PR #400, opened 2026-08-05
Block unapproved dependency audit findings

DarriEy:
## Summary
- replace advisory-only pip/npm audit steps with JSON report generation plus a blocking policy verdict
- require exact advisory identity, owner, reason, and future expiry for every exception
- fail on malformed reports/policies, unapproved findings, and expired exceptions
- keep npm's blocking threshold at high while treating all pip-audit findings as blocking
- document the exception workflow and cover both report formats/policy states
- upgrade brace-expansion 5.0.8 -> 5.0.9 to fix the current high-severity GHSA-rgw5-rvv9-x895 finding rather than excepting it

## Verification
- real pip-audit 2.10.1: no known vulnerabilities
- real npm audit after lock update: 0 vulnerabilities
- policy tests: 8 passed
- full Python suite: 2118 passed, 5 skipped
- web: 14 tests passed, build passed, ESLint passed
- Ruff, workflow YAML, policy JSON, and diff checks: clean

## Policy posture
The initial exception list is empty. New findings fail CI unless remediated or explicitly accepted with accountable, expiring metadata.

### DIFF
--- a/.github/dependency-audit-policy.json
+++ b/.github/dependency-audit-policy.json
@@ -1,0 +1,4 @@
+{
+  "version": 1,
+  "exceptions": []
+}
--- a/.github/workflows/ci.yml
+++ b/.github/workflows/ci.yml
@@ -27,14 +27,12 @@ jobs:
           uv export --frozen --extra kalshi --extra ibkr --extra web
           --no-hashes --output-file requirements-audit.txt
 
-      # ADVISORY, never blocking. This verdict depends on an external advisory
-      # feed, so a HIGH published against any locked package would otherwise
-      # turn every open PR red with no code change — the same failure mode as
-      # the unpinned ruff that broke every PR when 0.16.0 shipped. pip-audit
-      # itself is pinned for that same reason.
-      - name: Audit locked Python dependencies
-        continue-on-error: true
-        run: uvx pip-audit==2.10.1 -r requirements-audit.txt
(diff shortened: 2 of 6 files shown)


DarriEy:
Review (Claude, 2026-08-05): this deliberately reverses the 'ADVISORY, never blocking' decision I wrote into ci.yml — and it earns the reversal. That comment protected against the ruff-0.16 class of failure: tool-content changes reddening every PR with no recourse. A CVE against the locked runtime deps of a live-money trading bot is different in kind — it should be loud — and the exception policy converts 'red with no recourse' into 'red until a two-minute triage commit' with accountable, expiring metadata. The brace-expansion fix (rather than exception) is the right opening move and proves the advisory-only audit had been silently tolerating a real HIGH.

Verified: full suite on this branch rebased over current main (2119 passed, exit 0); ruff clean on the new script/tests; the PR's own audit job ran WITH the blocking gate active against an empty exception list and passed in 26s — the audited sets are clean today. Malformed-report handling errors loudly as documented.

One consciously-accepted availability trade-off worth naming: an advisory-feed/registry outage now fails the report-generation step ('test -s') and reddens CI on unrelated PRs. Rare, self-identifying by step name, and it fails toward caution — acceptable for this repo; a retry-once on generation would be a fine future hardening, not a blocker.

Verdict: MERGE-READY.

_ _ _ _

→ **What this task involves**
Word for word, repeat the data from its first line through the line with "- web: 14 tests", including both of those lines and no others.

→ **Solution to the exercise**
PR #400, opened 2026-08-05
Block unapproved dependency audit findings

DarriEy:
## Summary
- replace advisory-only pip/npm audit steps with JSON report generation plus a blocking policy verdict
- require exact advisory identity, owner, reason, and future expiry for every exception
- fail on malformed reports/policies, unapproved findings, and expired exceptions
- keep npm's blocking threshold at high while treating all pip-audit findings as blocking
- document the exception workflow and cover both report formats/policy states
- upgrade brace-expansion 5.0.8 -> 5.0.9 to fix the current high-severity GHSA-rgw5-rvv9-x895 finding rather than excepting it

## Verification
- real pip-audit 2.10.1: no known vulnerabilities
- real npm audit after lock update: 0 vulnerabilities
- policy tests: 8 passed
- full Python suite: 2118 passed, 5 skipped
- web: 14 tests passed, build passed, ESLint passed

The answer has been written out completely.